#### Data section

Issue #789, opened 2017-05-13
difference-of-squares: add 0 test cases


weibeld:
I propose to add the test cases `"square of sum 0"` and `"sum of squares 0"` to the test suite. In this way, the edge case of 0 would be tested properly.

For `"difference of squares"` the 0 input is tested, but not for `"square of sum"` and `"sum of squares"`. So, I think it should be the same for all three cases.

Insti:
If you're not making a PR that already has it, it is useful to link to the thing you are referring to. In this case the difference-of-squares canonical data: https://github.com/exercism/x-common/blob/master/exercises/difference-of-squares/canonical-data.json
and description: https://github.com/exercism/x-common/blob/master/exercises/difference-of-squares/description.md

weibeld:
Ok, I will make a PR 👍

petertseng:
Looks like we decided on 1 instead of 0 in #791.

PR #791, opened 2017-05-14
difference-of-squares: add tests for boundary cases

weibeld:
See #789.

Zero is by some definitions regarded as a natural number, so an implementation should be able to handle this case, as well as the edge case of 1.

Summary of changes:

- Add tests for edge cases 0 and 1
- Remove test for input 10 (there are tests for 5 and 100 and if the implementation works for these numbers, it most likely also works for 10)
- Bump version number of the test suite to 1.1.0

I think the [description](https://github.com/exercism/x-common/blob/master/exercises/difference-of-squares/description.md) is ok, no need to include 0 there as it has anyway no influence on the result.

### DIFF
--- a/exercises/difference-of-squares/canonical-data.json
+++ b/exercises/difference-of-squares/canonical-data.json
@@ -1,21 +1,27 @@
 {
   "exercise": "difference-of-squares",
-  "version": "1.0.0",
+  "version": "1.1.0",
   "cases": [
     {
       "description": "Square the sum of the numbers up to the given number",
       "cases": [
         {
+          "description": "square of sum 0",
+          "property": "squareOfSum",
+          "number": 0,
+          "expected": 0
+        },
+        {
+          "description": "square of sum 1",
+          "property": "squareOfSum",
+          "number": 1,
+          "expected": 1
+        },
+        {
           "description": "square of sum 5",
           "property": "squareOfSum",
           "number": 5,
           "expected": 225
-        },
-        {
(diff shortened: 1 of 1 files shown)


Insti:
Great PR description 👍 :heart:

Insti:
Is the ordering of these tests optimal?
Numeric order is tempting, but my preference would be for ease-of-implementation with the standard cases first followed by the edge cases.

########

- [The problem]
Return every line from the one holding "of the numbers" through the end of the data, exactly as it appears, with both ends kept and nothing else.

- [Result]
       "description": "Square the sum of the numbers up to the given number",
       "cases": [
         {
+          "description": "square of sum 0",
+          "property": "squareOfSum",
+          "number": 0,
+          "expected": 0
+        },
+        {
+          "description": "square of sum 1",
+          "property": "squareOfSum",
+          "number": 1,
+          "expected": 1
+        },
+        {
           "description": "square of sum 5",
           "property": "squareOfSum",
           "number": 5,
           "expected": 225
-        },
-        {
(diff shortened: 1 of 1 files shown)


Insti:
Great PR description 👍 :heart:

Insti:
Is the ordering of these tests optimal?
Numeric order is tempting, but my preference would be for ease-of-implementation with the standard cases first followed by the edge cases.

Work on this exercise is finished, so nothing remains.